● Goal of the exercise
Copy each line below that includes "amassarwi".

Collected data:
PR #2170, opened 2020-10-21
fix: proposals lazy list fetching fixes

### LINKED ISSUE #2169: Bug: Proposals list chunks fetching is broken
While working on tlog I experienced a bug in all proposal lists, currently having 5 proposals _is discussion_ but seeing only the first page/chunk which is 4 proposals.

This bug originating in #2084.

victorgcramos:
This diff fixes #2169 , which describes a bug on lazy list for proposals. The proposals were not being fetched after the first initial batch due to a race condition caused by the way we fetch remaining proposals.

### DIFF
--- a/src/components/RecordsView/RecordsView.jsx
+++ b/src/components/RecordsView/RecordsView.jsx
@@ -1,13 +1,6 @@
-import React, {
-  useState,
-  useEffect,
-  useReducer,
-  useMemo,
-  useCallback
-} from "react";
+import React, { useState, useMemo, useEffect, useCallback } from "react";
 import { Tabs, Tab, useMediaQuery } from "pi-ui";
 import difference from "lodash/difference";
-import union from "lodash/union";
 import LazyList from "src/components/LazyList";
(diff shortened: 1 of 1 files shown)


src/components/RecordsView/RecordsView.jsx
```diff
@@ -63,63 +46,45 @@ const RecordsView = ({
...
   const [index, onSetIndex] = useQueryStringWithIndexValue("tab", 0, tabLabels);
   const tabOption = tabLabels[index];
-
-  const filteredTokens = recordTokensByTab[tabOption] || [];
-
   const isMobileScreen = useMediaQuery("(max-width:560px)");
 
-  const filteredRecords =
-    (records && getRecordsByTabOption(records, filteredTokens)) || [];
+  const [filteredRecords, filteredTokens] = getFilteredRecordsAndToken(
```
amassarwi, line 56: useMemo maybe ?

amassarwi (approved):
tACK - nice work @victorgcramos, ended up with cleaner & readable logic.

Left one suggestion.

● Result
amassarwi, line 56: useMemo maybe ?
amassarwi (approved):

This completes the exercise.